Metaversum GmbH
- Company type: Private
- Industry: Virtual worlds
- Founded: July 2006; 19 years ago
- Headquarters: Berlin, Germany
- Key people: Jochen Hummel, Dr. Mirko Caspar, Christian von Hardenberg, Jeremy Snyder (former)
- Products: Twinity and Yumondo
- Number of employees: 80 (2010)
- Website: www.metaversum.com

= Metaversum GmbH =

German startup company behind the 3D virtual world Twinity

Metaversum GmbH was a Berlin-based startup company behind the 3D virtual world Twinity. The company was founded in July 2006, and was led by CEO Jochen Hummel, CMO Mirko Caspar and CTO Christian von Hardenberg. In 2010, the company had offices in Berlin, Kyiv and Singapore and employed around 80 people. In 2012, after problems and declining usage at Twinity, Metaversum was acquired by the internet company ExitReality.

==Products and vision==
Metaversum was known for developing and operating the 3D mirror world Twinity as well as the former urban style sharing social network Yumondo.

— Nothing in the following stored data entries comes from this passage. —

PR #808, opened 2020-06-04
Add sas key sample

danewalton:
This adds a SAS key sample for telemetry.
Included in this is a sample implementation of base64 encoding and decoding and HMAC256 using OpenSSL.

### DIFF
--- a/sdk/iot/hub/samples/CMakeLists.txt
+++ b/sdk/iot/hub/samples/CMakeLists.txt
@@ -65,7 +65,7 @@ target_link_libraries(
 
 # Telemetry Sample
 add_executable (
-  paho_iot_hub_telemetry_example 
+  paho_iot_hub_telemetry_example
   ${CMAKE_CURRENT_LIST_DIR}/src/paho_iot_hub_telemetry_example.c
   )
 
@@ -81,6 +81,30 @@ target_link_libraries(paho_iot_hub_telemetry_example PRIVATE ${PAL})
 
 target_link_libraries(
   paho_iot_hub_telemetry_example PRIVATE
+  eclipse-paho-mqtt-c::paho-mqtt3cs-static
+  OpenSSL::SSL
+  OpenSSL::Crypto
+  )
+
+# Telemetry Sample
+add_executable (
+  paho_iot_hub_sas_telemetry_example
+  ${CMAKE_CURRENT_LIST_DIR}/src/paho_iot_hub_sas_telemetry_example.c
+  ${CMAKE_CURRENT_LIST_DIR}/src/sample_base64.c
+  )
+
+target_link_libraries(
+  paho_iot_hub_sas_telemetry_example PRIVATE
+  az_iot_hub
+  az_iot_common
+  az_core
+  )
+
+# PAL
+target_link_libraries(paho_iot_hub_sas_telemetry_example PRIVATE ${PAL})
+
+target_link_libraries(
+  paho_iot_hub_sas_telemetry_example PRIVATE
   eclipse-paho-mqtt-c::paho-mqtt3cs-static
   OpenSSL::SSL
   OpenSSL::Crypto
--- a/sdk/iot/hub/samples/CMakeLists.txt
+++ b/sdk/iot/hub/samples/CMakeLists.txt
@@ -90,7 +90,7 @@ target_link_libraries(
 add_executable (
   paho_iot_hub_sas_telemetry_example
   ${CMAKE_CURRENT_LIST_DIR}/src/paho_iot_hub_sas_telemetry_example.c
-  ${CMAKE_CURRENT_LIST_DIR}/src/sample_base64.c
+  ${CMAKE_CURRENT_LIST_DIR}/src/sample_sas_utility.c
   )
 
 target_link_libraries(
--- a/sdk/iot/hub/samples/README.md
+++ b/sdk/iot/hub/samples/README.md
@@ -56,10 +56,18 @@ For all of these samples, the following environment variables will need to be se
 - `VCPKG_ROOT`: The full path to the VCPKG directory used to generate the triplet.
 - `AZ_IOT_DEVICE_ID`: Your device id.
 - `AZ_IOT_HUB_HOSTNAME`: The hostname of your IoT Hub.
-- `AZ_IOT_DEVICE_X509_CERT_PEM_FILE`: The full path to your device cert (in `.pem` format) concatenated
- with its private key.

The vision behind the main product Twinity had been to build realistic replicas of cities in 3D. Berlin, Singapore, London, Miami and New York City were launched in Twinity. Twinity members can create personal avatars, explore real cities virtually, move into a 3D home, or chat with a friend.

Metaversum was financially provided by international venture capitalists and Balderton Capital, formerly Benchmark Capital Europe, was one of the major investors behind Metaversum. Metaversum also previously received funding from the Interactive Digital Media Programme Office hosted at the Media Development Authority of Singapore.